Это был самый обычный воробей – со спинки коричнево-бурый, ржавчинного оттенка, с черными пятнами. Грудка, наоборот, серая. Морда наглая, как вообще у всех воробьев, но у этого особенно.
Издавая свои противоестественные рулады, он раскрывал клюв, задирал голову и жмурился. Ветра не было, но от того, что солист, треща и щелкая, непрестанно кивал, вскидывался и кланялся, вся ветка ходила ходуном.
–Что ж ты, сволочь такая! – удивленно сказал Диделев. – Кыш!
Он несколько раз махнул, но это не произвело впечатления. Судя по всему, воробей понимал, что сколько бы этот двуногий без перьев ни дирижировал, полететь у него все равно не получится.
Диделев обозлился.
Сначала родилась мысль отрыть в кладовке телескопическое удилище и шугануть им подлеца как следует. Но на первый случай выбрал упрощенную схему: нашарил в овощной коробке пару картофелин потяжелее.
Тщательно прицелившись, он метнул одну – и, разумеется, довольно значительно промахнулся.
Однако воробей исчез, словно растворившись в зябком воздухе.
– То-то, – сказал Диделев, все еще настороженно приглядываясь. Листва золотилась в первых лучах. Воробья не было. – В следующий раз хуже будет.
Вернулся в комнату. Лег, накрылся одеялом. Сладостно сложился, подтянув ноги к животу. Он надеялся вздремнуть часок, оставшийся до неминуемого грохота будильника, а если повезет, то и увидеть один из чудных утренних снов: радужных и совершенно невнятных. Они забываются еще до того, как толком проснешься, но на весь день оставляют ощущение радости и неясного удивления: как будто тебе показали что-то чрезвычайно важное, вселяющее надежду, показали через мутное стекло и мельком, и ты, разумеется, ни черта толком не разглядел, – но все же понял, что не нужно сомневаться: оно и на самом деле существует.
Так вот: не успел он как следует угнездиться, как воробей уже сидел на облюбованной ветке, и оконные стекла дрожали от его дикого щебета.
* * *
Дней десять Диделев бился с гадкой птицей.
Он привык просыпаться задолго до того, как из парков выходили первые троллейбусы. Когда они только начинали гулко разбегаться по мглистым сонным улицам, он уже стоял на балконе, поджидая визитера с очередным сюрпризом в руках.

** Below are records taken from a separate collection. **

PR #1967, opened 2022-07-13
PostalCode Name Field

jplukarski:
### Description

A zoid component for a Postal Code input for unbranded multi-card fields

We want to ensure we have parity with the current PayPal Hosted Fields offerings. Right now, Hosted Fields has an optional Postal Code field for merchants that need to collect this information for Fraud Checks

[Jira - DTNOR-528](https://engineering.paypalcorp.com/jira/browse/DTNOR-528)

Screen Shot 2022-07-13 at 4 48 47 PM

- https://github.com/paypal/paypal-smart-payment-buttons/pull/442

### Co-Authored By:
-@bywood
-@jplukarski 

❤️  Thank you!


src/zoid/card-fields/component.jsx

Телескопическое удилище, мысль о котором первой пришла в голову, оказалось неэффективным. Завидев в руках Диделева пятиметровый дрын, воробей от греха подальше перелетал на тополь, а настоящему размаху грозного оружия препятствовали ветки и конструкция балконных перекрытий. Если бы об эту пору кто-нибудь выбрался из дома и задрал голову, ему могло показаться, что Диделев азартно забрасывает и подсекает, – а поскольку хлестал холодный дождь и воды хватало с избытком, вряд ли бы он удивился, что этот неистовый рыбак выбрал для своих практик именно балкон. Кроме того, по переулку кралась мусоровозная машина; расплескивая черные лужи и хищно урча, и зловещее просверкивание ее адского маячка окончательно превращало происходящее в сцену из фильма ужасов, только вместо мрачного саундтрека гремел веселый щебет неумолчного певца...
С огорчением убедившись в бесполезности удилища, Диделев вспомнил, что где-то у него валяется старинная браконьерская сетка-накидка. Искусство владения ею было не таким уж простым: предварительно умело скомкав, следовало метнуть так, чтобы она, мелкоячеистая и оснащенная по краям небольшими грузилами, расправилась в полете и упала, накрыв собой все живое в диаметре двух или трех метров. Тогда ловкий браконьер вытягивает снасть вместе с оказавшейся под ней рыбешкой.
Дня три он тренировался в комнате, воображая колотый паркет перекатом. Накидка ложилась все уловистей. Диделев злорадно воображал: когда он запулит ее с балкона, сетка наглухо запутает мерзавца, а свинцовые грузилки не дадут упорхнуть. Тогда Диделев затянет маэстро на балкон и безжалостно задушит.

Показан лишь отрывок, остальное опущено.